Если плод резус-положительный, беременность тщательно контролируется на наличие признаков HDN. Мониторинг включает регулярное УЗИ плода и мониторинг количество анти-D в сыворотке крови матери. На активный гемолиз указывает рост анти-D. Если анализ крови плода подтверждает анемию плода, в зависимости от ее степени тяжести можно сделать переливание крови внутриутробно для замены лизированные фетальные эритроциты.

Переливание крови также может потребоваться для коррекции анемии в период новорожденности. В этот период также может наблюдаться резкий подъем уровня билирубина в у новорожденных, который можно снизить с помощью фототерапии и обменных трансфузий.

Ссылки

1.

Урбаниак С.Дж., Грейсс М.А. RhD-гемолитическая болезнь плода и новорожденного.
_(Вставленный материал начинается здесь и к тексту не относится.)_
PR #301, opened 2021-01-19
Clean out unnecessary dependencies

jbusecke:
`pre-commit` takes care of e.g. `black` and we dont need `future` anymore I think...

### DIFF
--- a/ci/environment-core-deps.yml
+++ b/ci/environment-core-deps.yml
@@ -7,9 +7,7 @@ dependencies:
   - dask
   - numpy
   - pytest
-  - future
   - pip
-  - black
   - pip:
     - docrep<=0.2.7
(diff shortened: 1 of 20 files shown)


jbusecke:
As far as I understand `future` was just needed back in the days when we supported python v2? 
Now that we do not support that anymore, I think we can delete it and slim the dependencies and imports down a bit? 

Let me know if there is another reason to keep it that I might be missing here.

Blood Rev. 2000; 14:44–61. [PubMed: 10805260]

2.

Гарратти Г., Глинн С.А., Макинтайр Р. Частоты фенотипов ABO и Rh(D) разных расовые/этнические группы в США. Переливание. 2004;44:703–6. [PubMed: 15104651]

Хирургия плода: риски и виды

Получение диагноза состояния плода — это эмоциональный опыт. Команда экспертов Banner Health всегда рядом, чтобы поддержать вас и помочь вам в принятии срочных решений, оказывая тщательную и заботливую помощь вам и вашему ребенку. Наши опытные специалисты по охране материнства и плода могут дополнительно предложить полный спектр диагностических тестов и вариантов лечения, если это необходимо.

В некоторых отделениях Banner Health круглосуточно работают специалисты по фетальной медицине (MFM). Специалисты MFM являются экспертами в области беременностей высокого риска. Они прошли продвинутую подготовку по уходу за женщинами с неожиданными проблемами во время беременности, а также по уходу за плодами еще не рожденных детей, например, по наблюдению, лечению и хирургическому вмешательству.

Что такое хирургия плода?

Нерожденным детям, у которых диагностированы врожденные дефекты или другие патологии плода, может потребоваться внутриутробная хирургия. Этот тип процедуры выполняется на плоде внутриутробно (еще в матке матери). Часто дефекты усугубляются по мере развития ребенка, поэтому раннее вмешательство до рождения имеет важное значение.

Младенцы, перенесшие внутриутробную хирургию, часто нуждаются в особом уходе после родов. Отделение интенсивной терапии новорожденных (ОИТН) Banner Health укомплектовано персоналом и полностью оборудовано для оказания деликатной помощи, в которой нуждается ваш новорожденный.

Риски операций на плоде

Операции на плоде сложны и трудны. Опытная команда Banner Health обеспечивает квалифицированную комплексную помощь как матери, так и будущему ребенку. Как и при любой операции, при хирургии плода существуют риски, включая разрыв матки, гибель плода, операционные осложнения, ранние роды и потенциальную неудачу лечения врожденного дефекта.

Ваш врач объяснит вам все аспекты вашей процедуры, но обязательно задавайте вопросы. Важно, чтобы вы были проинформированы и довольны своим решением.

Насколько распространена хирургия плода?

По данным CDC, каждый 33-й ребенок рождается с врожденным дефектом – примерно 120 000 детей в год. Фетальная хирургия становится вариантом для растущего числа таких детей. Возможность вмешаться раньше и вылечить инвалидизирующие или смертельные врожденные дефекты дает семьям новую надежду.

Какие виды операций на плоде предлагает Banner Health?

Компания Banner Health предлагает следующие процедуры хирургии плода, чтобы обеспечить наилучшие результаты как для матери, так и для ребенка:

• Чрескожный забор пуповины и внутриматочное переливание плода: Диагностический пренатальный тест, также известный как кордоцентез, берет образец кровь ребенка из пуповины для выявления определенных генетических нарушений, состояний крови и инфекций.